In general, the ancient Greeks valued their
chefs. Consider this passage about Demetrius of
Phalerum, a diplomat who governed Athens in the
early 4th century b.c.: “He bought Moschion, the
most skillful of all the cooks and confectioners of
that age. And he had such vast quantities of food
prepared for him every day, that, as he gave
Moschion what was left each day, he (Moschion)
in two years purchased three detached houses in
the city.” That’s the kind of success any chef
today would like to have. It’s made all the more
poignant by the word “bought”; Moschion, like
many cooks of his era, was a slave. Unfortunately,
the recipes of Moschion, the legally protected
dishes of Sybaris, and even the bad black broth of
Sparta have all vanished.
That is a sad fact of culinary history. One of the
great losses to human culture is that the food of
many empires did not survive. Homer records
many feasts in the Iliad and Odyssey, but frustratingly
without recipes. Egyptian cooks in the
pharaohs’ courts did not record their recipes. Yet
Egypt invented foie gras! What other delicacies
did it have? We may never know. When civilizations
die or disperse, their cooking often dies with
them. Some peasant dishes may survive, but the
refined dishes of the upper classes usually don’t.
Among the most significant losses in the history
of gastronomy is the disappearance of ancient
North and South American recipes, including
those of the Aztec, Incan, Mayan, and Mound
Builder civilizations.
Mayan cuisine relied heavily on chocolate,
domesticated 3,000 years ago in what is now
Honduras. Au Cacao, or Lord Chocolate, a king
who ruled the Mayan city-state of Tikal, was
named after the prized ingredient. The Mayan
word for cacao, kakawa, means “god food,” and
the cacao tree was considered sacred (as was the
maize plant).
The Mayans also had a rich culture that
produced an elaborate society centered on great
stone cities.
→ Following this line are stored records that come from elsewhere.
PR #106, opened 2023-01-04
Update to Ruby 3.0 with updated dependencies

albertico-gov:
Updating this project to use Ruby 3.0.5. No major Rails update was made.

The following changes were also made in conjunction:

- Updated gems: `rails`, `sqlite3`, `puma`, `sass-rails`, `webpacker`, `turbolinks`, `jbuilder`, `bootsnap`, `fhir_models`, `rubocop-minitest`, `rubocop-rake`, `web-console`, `listen`, `rack-mini-profiler`, `capybara`.
- Updated `Dockerfile` to use Ruby `3.0.5`.
- Updated `Gemfile.lock` files (using bundler `2.4.2`)
- Updated Node.js to LTS version `18.12.1`
- Updated `config/webpacker.yml`, `babel.config.js`, `package.json` and `yarn.lock` using webpacker.
- Compilation of packs via `bin/webpack` required setting `export NODE_OPTIONS=--openssl-legacy-provider` to avoid errors.
- Updated `db/schema.rb` to the version generated by `bin/setup`.
- Modified `README.md` to reflect the Ruby version update.

This solves #105

PR #108, opened 2023-01-17
OpenSSL v3 Support

nscott:
This allows usage of JWKs with OpenSSL v3, which is the default in Ubuntu 22.04. OpenSSL v1.1.1 (the current default in many OSes) is EOL later in 2023.

`rake test` successfully executes with OpenSSL v1.1.1, so this should be fully backwards compatible. None of that code has changed, but instead it's routed to if the OpenSSL version matches.

I haven't been able to make an isolated environment with OpenSSL v3; I think it would be much easier to do once [PR 106](https://github.com/dvci/health_cards/pull/106) is merged.

That said, I *did* pull in this branch to my service which is running Ubuntu 22.04 with OpenSSL v3, and I was able to successfully generate QR codes once again.

The Ruby OpenSSL support for parameters is currently lacking, so using the ASN data to manually create keys seems to be "state of the art". See https://github.com/ruby/openssl/issues/369#issuecomment-818583949 and https://github.com/ruby/openssl/issues/369#issuecomment-1365448588 for specifically using ASNs.

Once https://github.com/ruby/openssl/pull/555 is merged it's likely that a lot of the "ugly" code with ASNs can be cleaned up and made simpler, but this gets everything working in the mean time.


nscott:
The tests failed due to a pdf generation issue on the test platform. Don't think I can help there, unfortunately. Please still review this PR.

ssayer:
Hi @nscott, Thanks for the contribution! Let me poke around with the CI build, it looks like an issue with versioning.

ssayer:
@nscott It looks like the issue is an incompatibility between the version of wicked_pdf in the Gemfile and the Ubuntu version used by the GH CI workflow. PR #106 looks like it used a newer version to solve this problem. If you'd like to try updating the wicked_pdf version in this PR, please do, otherwise we'll look to rebase this once we have the Ruby 3.0 updates in.

nscott:
Just a reminder: https://www.openssl.org/blog/blog/2023/06/15/1.1.1-EOL-Reminder/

They made many major discoveries
in mathematics and astronomy. It seems likely
that a group of people who worshipped chocolate
and named their kings after it probably cared
enough about food to have a distinctive cuisine
with some pretty good recipes.
But we’ll never know. The Mayan civilization
began to decline in 900 a.d., some 600 years
before the Spanish conquistadors arrived. A large
number of Mayan books, which might have
included a Mayan equivalent of Apicius, were
confiscated and burned by Bishop Diego de
Landa in 1562. Today, only three survive, none
of which mentions cooking. The peasant cuisine
in the area that has survived seems unlikely to
represent the full range of aristocratic Mayan
cuisine.
The story of Aztec cuisine is similar. In this
case, we have one eyewitness report from Bernal
Díaz del Castillo, a conquistador who accompanied
Hernando Cortés. Díaz was present at a
dinner served to Motecuhzoma, the Aztec
emperor:
For his meals his cooks had more than 30
styles of dishes made according to their
fashion and usage; and they put them on
small low clay braziers so they would not get
cold. They cooked more than 300 dishes of
the food that Motecuhzoma was going to
eat, and more than a thousand more for the
men of the guard.
No one knows what delicacies would have been
served in this 30-course tasting menu.
Other civilizations, such as the Inca of Peru and
the Mound Builder culture of Cahokia, in the
central United States, likely had many great
recipes as well, but the efforts of their professional
chefs are lost to history.
Tikal, one of the great cities of the Mayan
world, was once ruled by Au Cacao, whose
name translates as “Lord Chocolate.”
An early Spanish drawing from 16thcentury
Mexico shows chocolate being
poured from a great height into a bowl.